Evolution and Structural Analyses of Glossina morsitans (Diptera; Glossinidae) Tetraspanins

Affiliations

Evolution and Structural Analyses of Glossina morsitans (Diptera; Glossinidae) Tetraspanins

Edwin K Murungi et al. Insects. .

Abstract

Tetraspanins are important conserved integral membrane proteins expressed in many organisms. Although there is limited knowledge about the full repertoire, evolution and structural characteristics of individual members in various organisms, data obtained so far show that tetraspanins play major roles in membrane biology, visual processing, memory, olfactory signal processing, and mechanosensory antennal inputs. Thus, these proteins are potential targets for control of insect pests.
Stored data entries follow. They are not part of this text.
PR #221, opened 2016-06-14
Add a Python 2.7 tool and app to the database

johnworth:
We need to have a Python 2.7 tool and app that uses the time, memory, and cpu limits, so I've added one to be included with the DE when the database is init'ed. I've also included a conversion to add the same tool and app to existing databases.

The SQL for adding a new tool and app to the database is convoluted enough that I didn't want to add it to the existing data file, 21_internal_apps.sql.

This has been tested by init'ing a new database with the discoenv/unittest-dedb:dev image as well as by upgrading an existing database with the same image.

### DIFF
--- a/databases/de-database-schema/src/main/conversions/c270_2016061401.clj
+++ b/databases/de-database-schema/src/main/conversions/c270_2016061401.clj
@@ -1,0 +1,18 @@
+(ns facepalm.c270-2016061401
+  (:use [korma.core]
+        [kameleon.sql-reader :only [load-sql-file]]))
+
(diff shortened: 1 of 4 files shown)


dennisroberts71:
Looks good to me. :shipit:

psarando:
Why not keep `c270_*` conversions under a `databases/de-database-schema/src/main/conversions/v2.7.0/` subfolder, like the other conversions?

This `databases/de-database-schema/src/main/conversions` folder was really cluttered before, without the subfolders per version.

PR #222, opened 2016-06-14
Belphegor App Catalog enhancements

ash3rz:
This PR is a continuation of the Belphegor App Catalog/Ontology changes to address feedback from sci-analysts and the dev team.  This is mostly enhancements to CORE-7627 but also addresses a bug in CORE-7701.

Changes include:
* Rename the Ontology tab to App Catalog
* Auto-select the active ontology when Belphegor loads
* Auto-refresh the drop down list of ontologies after uploading a new ontology file
* Clear the ontology apps grid when uploading a new ontology file and/or selecting a different ontology version from the drop down
* Switch from clickable app name to an info button in the apps grid
* Fix a bug where only the last saved hierarchy IRI is displayed in the hierarchy tree
* Refresh the list of apps in a hierarchy after drag-and-drop
* When opening the Categorize dialog, auto-expand any hierarchies the selected app is tagged with


ui/de-lib/src/main/java/org/iplantc/de/admin/desktop/client/ontologies/views/AppCategorizeViewImpl.java
```diff
@@ -42,12 +43,14 @@
...
 
     final private Widget widget;
+    private OntologyUtil ontologyUtil;
 
     @Inject
     public AppCategorizeViewImpl(final TreeStore<OntologyHierarchy> treeStore) {
         this.treeStore = treeStore;
         initCategoryTree();
         widget = uiBinder.createAndBindUi(this);
+        ontologyUtil = GWT.create(OntologyUtil.class);
```
sri2k1us: Why not just OntologyUtil.getInstance()? Just curious because I have not see this usage before.

ash3rz: Heh, not sure.  Must've been on auto-pilot, I'll change it.

sri2k1us:
Everything else looks good to me!

ash3rz:
Cool, thanks for the review!

ui/de-lib/src/main/java/org/iplantc/de/admin/desktop/client/ontologies/presenter/OntologiesPresenterImpl.java
```diff
@@ -331,10 +360,16 @@ void helperMap(List<OntologyHierarchy> children) {
...
+        boolean isLast = false;
+        for (String iri : iris) {
+            if (iris.indexOf(iri) == iris.size() - 1) {
+                isLast = true;
+            }
+            view.maskHierarchyTree();
             serviceFacade.saveOntologyHierarchy(event.getOntology().getVersion(),
-                                                iri, new SaveHierarchyAsyncCallback(iri));
+                                                iri, new SaveHierarchyAsyncCallback(iri, clearHierarchies, isLast));
+            clearHierarchies = false;
```
psarando: There is no guarantee that the first async call will return success first, or that the last async call will return success last.
So I don't think we can rely on these boolean flags for clearing and refreshing the hierarchy listing.
If we still want to support adding multiple hierarchies at a time, the easiest solution might be to just refresh the hierarchies from the service after each `onSuccess` returns.

ash3rz: That's a really good point that I hadn't thought of 👍 
I'll switch to your method of refreshing after each success.

PR #224, opened 2016-06-15
CORE-7712 Add 'avu' enum to metadata database target_enum type.

psarando:
Allows AVUs in the metadata db to target other AVUs.


ianmcorvidae:
Looks pretty straightforward. I'm assuming the weirdness with `@migrator/admin-db-spec` is about ensuring this runs outside a transaction. :shipit: from me!

psarando:
Yep, exactly.
Thanks for the review 👍

PR #225, opened 2016-06-15
Database Connection Retries

dennisroberts71:
`saved-searches` and `tree-urls` are often crashing upon startup when launched in our integration testing environment. This happens because these services start fast and often attempt to connect to Postgres before the database is ready. This change modifies both services so that they attempt to connect for a minute before giving up.


johnworth:
:shipit:

dennisroberts71:
Thanks for the review!

PR #191, opened 2016-05-12
Core 7622 Refactor metadata view so that users can view metadata using different templates.

sri2k1us:

PR #226, opened 2016-06-15
CORE-7622 refactor code. Extend Auv to use it with DiskresourceMetadata.

sri2k1us:
I was able to address most of the comments made by @psarando under #191 .


ui/de-lib/src/main/java/org/iplantc/de/diskResource/client/presenters/metadata/MetadataPresenterImpl.java
```diff
@@ -155,10 +154,11 @@ public void onFailure(Throwable caught) {
...
 
-        DiskResourceUserMetadata umd =
-                AutoBeanCodex.decode(autoBeanFactory, DiskResourceUserMetadata.class, "{}").as();
-        umd.setAvus(view.getUserMetadata());
-        drService.setDiskResourceMetaData(resource, umd, view.getAvus(), batchAvuCallback);
+        DiskResourceMetadataList umd =
+                AutoBeanCodex.decode(autoBeanFactory, DiskResourceMetadataList.class, "{}").as();
+        umd.setUserMetadata(view.getUserMetadata());
+        umd.setOtherMetadata(view.getAvus());
+        drService.setDiskResourceMetaData(resource, umd, batchAvuCallback);
```
psarando: Instead of generating a `DiskResourceMetadataList` with the `AutoBeanCodex` from a string, could this be created with `autoBeanFactory.metadataList()` instead?

ui/de-lib/src/main/java/org/iplantc/de/client/models/diskResources/DiskResourceMetadataList.java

Here, we report that the genome of the tsetse fly, Glossina morsitans (Diptera: Glossinidae) encodes at least seventeen tetraspanins (GmTsps), all containing the signature features found in the tetraspanin superfamily members. Whereas six of the GmTsps have been previously reported, eleven could be classified as novel because their amino acid sequences do not map to characterized tetraspanins in the available protein data bases. We present a model of the GmTsps by using GmTsp42Ed, whose presence and expression has been recently detected by transcriptomics and proteomics analyses of G. morsitans. Phylogenetically, the identified GmTsps segregate into three major clusters. Structurally, the GmTsps are largely similar to vertebrate tetraspanins. In view of the exploitation of tetraspanins by organisms for survival, these proteins could be targeted using specific antibodies, recombinant large extracellular loop (LEL) domains, small-molecule mimetics and siRNAs as potential novel and efficacious putative targets to combat African trypanosomiasis by killing the tsetse fly vector.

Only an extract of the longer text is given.